When adopting more than one database, it's important to select one database that will own a specific set of data. This database becomes the canonical database for those entities or for a specific context. Any additional databases that work with this same data may have a copy, but they will not be considered an owner of this data.
For example, we may decide that a relational database is the best data structure for our application. However, we need to support a robust, faceted search within our application. In this case, we may choose PostgreSQL or MySQL for our canonical data store for all our entities. We then choose to use a document database such as Elasticsearch to index our entities by specific fields and facets. Elasticsearch may also store some basic details about our entities, such as name and description, so that our search results provide useful results. However, Elasticsearch does not own our entity data and we do not query it for the latest details. Instead, we consider the relational database the canonical source for the entity details and updates. We then keep Elasticsearch updated when data is changed in our relational database.
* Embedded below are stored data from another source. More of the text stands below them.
Issue #2613, opened 2023-03-22
Feature: report replica status "Sync Standby" via /metrics


TLINDEN:
### What happened?

Patroni already reports the status of the master (or standby leader) and the replicas using the metrics:
```
patroni_replica
patroni_master
patroni_standby_leader
```
However, it doesn't report if a replica is the current "Sync Standby". But it would be nice to have this information as a metric (especially when no replica is actually the sync standby).

### How can we reproduce it (as minimally and precisely as possible)?

Scrape the mentioned metrics.

### What did you expect to happen?

A new metric would be nice to have, e.g. `patroni_sync_standby`.

### Patroni/PostgreSQL/DCS version

-   Patroni version: 2.1.4
-   PostgreSQL version:  13.8
-   DCS (and its version): etcd

### Patroni configuration file

```yaml
doesn't matter.
```

### patronictl show-config

```yaml
doesn't matter.
```

### Patroni log files

```shell
doesn't matter.
```

### PostgreSQL log files

```shell
doesn't matter.
```

### Have you tried to use GitHub issue search?

- [X] Yes

CyberDem0n:
Fell free to add it, should be straightforward: https://github.com/zalando/patroni/blob/master/patroni/api.py#L228

TLINDEN:
How about this?

PR #2615, opened 2023-03-22
Add metric to report about sync standby replica status, see #2613

TLINDEN:
Close https://github.com/zalando/patroni/issues/2613

### DIFF
--- a/patroni/api.py
+++ b/patroni/api.py
@@ -271,7 +271,7 @@ class RestApiHandler(BaseHTTPRequestHandler):
 
         metrics.append("# HELP patroni_sync_standby Value is 1 if this node is a sync standby replica, 0 otherwise.")
         metrics.append("# TYPE patroni_sync_standby gauge")
-        metrics.append("patroni_sync_standby{0} {1}".format(scope_label, postgres['sync_standby']))
+        metrics.append("patroni_sync_standby{0} {1}".format(scope_label, int(postgres.get('sync_standby', False))))
 
         metrics.append("# HELP patroni_xlog_received_location Current location of the received"
                        " Postgres transaction log, 0 if this node is not a replica.")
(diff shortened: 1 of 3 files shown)


patroni/api.py
```diff
@@ -686,6 +691,9 @@ def get_postgresql_status(self, retry=False):
             if result['role'] == 'replica' and self.server.patroni.ha.is_standby_cluster():
                 result['role'] = postgresql.role
 
+            if result['role'] == 'replica' and self.server.patroni.ha.is_sync_standby():
+                result['sync_standby'] = 1
```
CyberDem0n, line 695: Here we want to use the most up-to-date `cluster` object:
```suggestion
            if result['role'] == 'replica' and cluster.is_synchronous_mode()\
                    and cluster.sync and postgresql.name in cluster.sync.members:
                result['sync_standby'] = True
```

patroni/api.py
```diff
@@ -269,6 +269,10 @@ def do_GET_metrics(self):
         metrics.append("# TYPE patroni_replica gauge")
         metrics.append("patroni_replica{0} {1}".format(scope_label, int(postgres['role'] == 'replica')))
 
+        metrics.append("# HELP patroni_sync_standby Value is 1 if this node is a sync standby replica, 0 otherwise.")
+        metrics.append("# TYPE patroni_sync_standby gauge")
+        metrics.append("patroni_sync_standby{0} {1}".format(scope_label, postgres['sync_standby']))
```
CyberDem0n, line 274:
```suggestion
        metrics.append("patroni_sync_standby{0} {1}".format(scope_label, int(postgres.get('sync_standby', False))))
```

patroni/api.py
```diff
@@ -673,6 +677,7 @@ def get_postgresql_status(self, retry=False):
                 'state': postgresql.state,
                 'postmaster_start_time': row[0],
                 'role': 'replica' if row[1] == 0 else 'master',
+                'sync_standby': 0,
```
CyberDem0n, line 680: This one should probably be removed, in JSON it doesn't have so much value because absence of this field will automatically mean that the node is async.

```suggestion
```

hughcapet:
we will also need to add the new metric to the docs [here](https://github.com/burakergenn/patroni/blob/master/docs/rest_api.rst#monitoring-endpoint)

hughcapet:
👍

PR #2626, opened 2023-03-29
Compatibility with python 3.6

CyberDem0n:
despite being EOL the number of downloads from pypi for 3.6 is on the first place, hence we need to support it.

Fixed a couple of problems in tests:
1. pytest complains about `call` imported from mock, mock.call() is fine
2. one test of Citus intergration was broken


hughcapet:
👍

CyberDem0n:
:+1:

PR #2629, opened 2023-04-03
Introduce patroni.collections

CyberDem0n:
For now it implements:
- CaseInsensitiveDict()
- CaseInsensitiveSet()

Update `patroni.postgresql.sync.parse_sync_standby_names()` to use `CaseInsensitiveSet()` instead of `CaseInsensitiveDict()`


CyberDem0n:
:+1:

It's important to be thoughtful when adopting more than one database. Otherwise, your application may behave inconsistently and result in frustrated customers.
Putting it All Together
To summarize the process I use for selecting a database:
- Understand the data structure(s) you require, the amount of data you need to store/retrieve, and the speed/scaling requirements
- Model your data to determine if a relational, document, columnar, key/value, or graph database is most appropriate for your data.
- During the modeling process, consider things such as the ratio of reads-to-writes, along with the throughput you will require to satisfy reads and writes.
- Consider the use of multiple databases to manage data under different contexts/usage patterns.
- Always use a master database to store and retrieve canonical data, with one or more additional databases to support additional features such as searching, data pipeline processing, and caching.